Epidemiological and experimental studies support a link between genetic and epigenetic factors in vulnerability to develop enduring neurobehavioral alterations. We studied the interplay between genetic vulnerability and the prenatal exposure to a neurotoxic compound. Chlorpyrifos, a potent and reversible acetylcholinesterase blocker used as a pesticide, and the “reeler” mouse, lacking the extracellular-matrix protein Reelin, were used.

Materials and methods

Homozygous reeler (RL), heterozygous (HZ), and wild-type (WT) mice were prenatally exposed to chlorpyrifos-oxon (CPF-O), the active metabolite of chlorpyrifos, or to vehicle (prenatal controls) on gestation days 14–16, that is, during a peak period of neurogenesis in the cerebral cortex. The offspring was reared by the natural dam and tested during infancy and at adulthood for global consequences of the prenatal exposure.

Conclusion

The results are consistent with complex interactions between genetic (reeler genotype) and epigenetic (prenatal exposure to CPF-O) factors. In the case of some “genetically modulated” parameters (ultrasound vocalization, amphetamine-induced locomotion, and stereotypy), exposure to CPF-O paradoxically reverted the effects produced by progressive reelin absence.
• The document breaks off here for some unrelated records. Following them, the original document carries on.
PR #881, opened 2020-04-07
Add new API ID for SA-PCA overloads

iambmelt:
Adds new API IDs for overloads introduced in:
https://github.com/AzureAD/microsoft-authentication-library-for-android/pull/992

### DIFF
--- a/common/src/main/java/com/microsoft/identity/common/internal/eststelemetry/PublicApiId.java
+++ b/common/src/main/java/com/microsoft/identity/common/internal/eststelemetry/PublicApiId.java
@@ -59,6 +59,8 @@ public final class PublicApiId {
     // SingleAccountPublicClientApplication;
     //==============================================================================================
     public static final String SINGLE_ACCOUNT_PCA_SIGN_IN = "123";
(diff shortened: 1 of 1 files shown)


common/src/main/java/com/microsoft/identity/common/internal/eststelemetry/PublicApiId.java
```diff
@@ -59,6 +59,8 @@
     // SingleAccountPublicClientApplication;
     //==============================================================================================
     public static final String SINGLE_ACCOUNT_PCA_SIGN_IN = "123";
+    public static final String SINGLE_ACCOUNT_PCA_SIGN_IN_WITH_PROMPT = "130";
```
iambmelt, line 62: @shahzaibj Once this PR is approved/merged, we should update the telemetry spreadsheet with this info

shahzaibj: Yeah, I'll update that. Thanks @iambmelt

Conversely, for an “epigenetically modulated” parameter (grasping reflex maturation), the effects of CPF-O exposure were counteracted by progressive reelin absence. Finally, for parameters apparently untouched by either factor alone (righting reflex latency, scopolamine-induced locomotor activity), prenatal CPF-O exposure unmasked an otherwise latent genotype dependency. This complex picture also points to reciprocal adaptations within cholinergic and dopaminergic systems during development. Data are interesting in view of recently discovered cholinergic abnormalities in autism and schizophrenia, and may suggest new avenues for early intervention.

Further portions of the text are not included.